## REQUIRED WORK
Only the lines from the start of the entries up to and including the line with "- We hide them" should be written out, exactly as they stand.

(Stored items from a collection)

PR #6873, opened 2025-03-25
Update conditionals for checkout messages

GHaberis:

There are 2 components on the generic checkout that need the conditions in which they're rendered updating 

1) The "Guardian Patrons" message and 
2) The "charitable donation" message that sits directly beneath it.

These components are currently conditionally rendered using these rules:

- We hide them both for the Ad-Lite product, eg. https://support.theguardian.com/uk/checkout?product=GuardianAdLite&ratePlan=Monthly
- We hide the "Guardian Patrons" container for all products in the US, eg. https://support.theguardian.com/us/checkout?product=Contribution&ratePlan=Monthly&contribution=5

Screenshot 2025-03-24 at 15 21 01

### Changes

Both messages are "support" orientated in the messaging, which isn't appropriate for non-Contributions product checkouts, in this PR I'm therefore making the following changes

- Rename `GuardianTsAndCs` to  `ContributionCheckoutFinePrint`, we have a few "T&Cs" components, I think the new name is clearer in conveying when and where this component is used.
-  Only show `ContributionCheckoutFinePrint` and `PatronsMessage` on the generic checkout if the product `isRecurringContribution`

### DIFF
--- a/support-frontend/assets/pages/[countryGroupId]/components/checkoutComponent.tsx
+++ b/support-frontend/assets/pages/[countryGroupId]/components/checkoutComponent.tsx
@@ -535,8 +535,6 @@ export function CheckoutComponent({
 	const isAdLite = productKey === 'GuardianAdLite';
 	const isRecurringContribution = productKey === 'Contribution';
 
-	console.log('*** isRecurringContribution ***', isRecurringContribution);
-
 	const contributionType =
 		productFields.billingPeriod === 'Monthly'
 			? 'MONTHLY'
--- a/support-frontend/assets/pages/[countryGroupId]/components/checkoutComponent.tsx
+++ b/support-frontend/assets/pages/[countryGroupId]/components/checkoutComponent.tsx
@@ -624,7 +624,7 @@ export function CheckoutComponent({
 				<Box
 					cssOverrides={[
 						shorterBoxMargin,
-						isAdLite || !isRecurringContribution ? lengthenBoxMargin : css``,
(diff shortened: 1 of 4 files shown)


support-frontend/assets/pages/[countryGroupId]/components/checkoutComponent.tsx
```diff
@@ -622,7 +624,7 @@ export function CheckoutComponent({
 				<Box
 					cssOverrides={[
 						shorterBoxMargin,
-						isAdLite ? lengthenBoxMargin : css``,
+						isAdLite || !isRecurringContribution ? lengthenBoxMargin : css``,
```
Comment (tjmw) [inline support-frontend/assets/pages/[countryGroupId]/components/checkoutComponent.tsx:627]: Could this be simplified?

```suggestion
						!isRecurringContribution ? lengthenBoxMargin : css``,
```

I think `!isRecurringContribution` will be true for Ad-Lite so probably no need to cover that case separately. And if the `||` is removed the ternary can be un-negated/swapped to:

```
    isRecurringContribution ? css`` : lengthenBoxMargin,
```

tjmw (approved):
Looks great, really nice simplification 👏 

I left a minor comment to take or leave, definitely not a blocker.

support-frontend/assets/pages/[countryGroupId]/components/checkoutComponent.tsx
Comment (GHaberis) [reply support-frontend/assets/pages/[countryGroupId]/components/checkoutComponent.tsx:627]: Good spot, the suggestion is neater so I'll commit it 👍

paul-daniel-dempsey (commented):
LG

PR #6881, opened 2025-03-26
Remove overridable amount from Digital Subscriptions

rupertbates:
A long time ago in a galaxy far far away, we ran a test into the efficacy of giving digital benefits to increase ARPU. 

This involved supporting a variable price on Digital Subscriptions but this functionality is no longer needed so this PR removes it.


tjmw (approved):
Looks good (great PR stats: `+6 −167` 🎉 )

Looks like there's a failure in the build though, hopefully nothing major!

PR #6884, opened 2025-03-26
Remove optionality of stripe public key on the server

tjmw:

In the `StripePaymentFields` case class convert the `stripePublicKey` field's type from `Option[StripePublicKey]` to `StripePublicKey`. The `paymentFields` object is passed by the client to the server and the public key is used to map to a secret key. In the past, there were scenarios where the public key wasn't passed, so we had to fall back on deriving the key from the currency. This is no longer the case - we've tested a number of scenarios and the public key is always provided. This is backed up the the TypeScript type on the client `RegularStripePaymentIntentFields` in which the `stripePublicKey` field is required/not optional.

## Why are you doing this?

This makes the code simpler as we don't have do deal with the case where the field is a `None`. This also means we can remove the code the fall back on a public key based on the currency.

## How to test

We checked the digi subs checkout, which was the place we thought _might_ be omitting the public key from the request, but saw it was present.

I've deployed to CODE and run the smoke tests.

I've checked the last few days of logs for the warning in the (now removed) method to fallback on currency (`DEPRECATED FALLBACK - using currency`) and don't see any instances of it.


rupertbates (approved):
LGTM

PR #6885, opened 2025-03-27
Fix 100% discounts on the generic checkout

rupertbates:
Currently 100% discounts don't work correctly on the generic checkout - the order summary shows the correct price, but the CTA doesn't. This PR fixes that.

## Changes
- The reason for the issue was a falsy boolean where a zero price is equivalent to no discount. This has been changed to be more explicit
- After the first change, the CTA showed the correct amount but it was no longer possible to checkout out with Stripe, the fields on the form didn't appear:
Screenshot 2025-03-27 at 15 17 08
This is because we pass the amount in to the Stripe Elements component and the minimum amount which it supports is $0.50.
- The fix to this issue is to change the `mode` setting of the Elements component from `payment` to `subscription`. As [the documentation](https://docs.stripe.com/js/elements_object/create_without_intent) says 'The minimum amount is 0.50 USD or [equivalent in charge currency](https://docs.stripe.com/currencies#minimum-and-maximum-charge-amounts). **If mode is subscription, the value supports 0 to account for coupons and free trials, but any amount above 0 is subject to the minimum.**'

##  Testing
I have tested:
- regular S+ checkout with no promotion and Stripe checkout payment method
- S+ checkout with 100% promotion and Stripe checkout payment method
- S+ checkout with 100% promotion and Google Pay

[**Trello Card**](https://trello.com/c/ksxvvod9/1542-fix-100-discounts-on-generic-checkout)

### DIFF
--- a/support-frontend/assets/pages/[countryGroupId]/checkout.tsx
+++ b/support-frontend/assets/pages/[countryGroupId]/checkout.tsx
@@ -207,6 +207,7 @@ export function Checkout({ geoId, appConfig, abParticipations }: Props) {
 		window.guardian.settings.switches.recurringPaymentMethods
 			.stripeExpressCheckout === 'On';
 
+	let elementsOptions = {};
 	let useStripeExpressCheckout = false;
 	if (stripeExpressCheckoutSwitch) {
 		/**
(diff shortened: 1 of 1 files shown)


support-frontend/assets/pages/[countryGroupId]/checkout.tsx
```diff
@@ -171,9 +171,8 @@ export function Checkout({ geoId, appConfig, abParticipations }: Props) {
 			billingPeriod,
 		);
 
-		const discountedPrice = promotion?.discountedPrice
-			? promotion.discountedPrice
-			: undefined;
+		const discountedPrice =
+			promotion !== undefined ? promotion.discountedPrice : undefined;
```
Comment (tjmw) [inline support-frontend/assets/pages/[countryGroupId]/checkout.tsx:175]: Would `const discountedPrice = promotion?.discountedPrice ?? undefined` be clearer here? I think that's the same.

tjmw (approved):
Looks good to me! (With one very minor suggestion to take or leave)

PR #6887, opened 2025-03-27
Rename StripeServiceForCurrency to StripeServiceForAccount

tjmw:

Following on from #6884, rename `StripeServiceForCurrency` to `StripeServiceForAccount` as it isn't really related to the currency any longer.


paul-daniel-dempsey (approved):
lg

## YOUR SOLUTION
PR #6873, opened 2025-03-25
Update conditionals for checkout messages

GHaberis:

There are 2 components on the generic checkout that need the conditions in which they're rendered updating 

1) The "Guardian Patrons" message and 
2) The "charitable donation" message that sits directly beneath it.

These components are currently conditionally rendered using these rules:

- We hide them both for the Ad-Lite product, eg. https://support.theguardian.com/uk/checkout?product=GuardianAdLite&ratePlan=Monthly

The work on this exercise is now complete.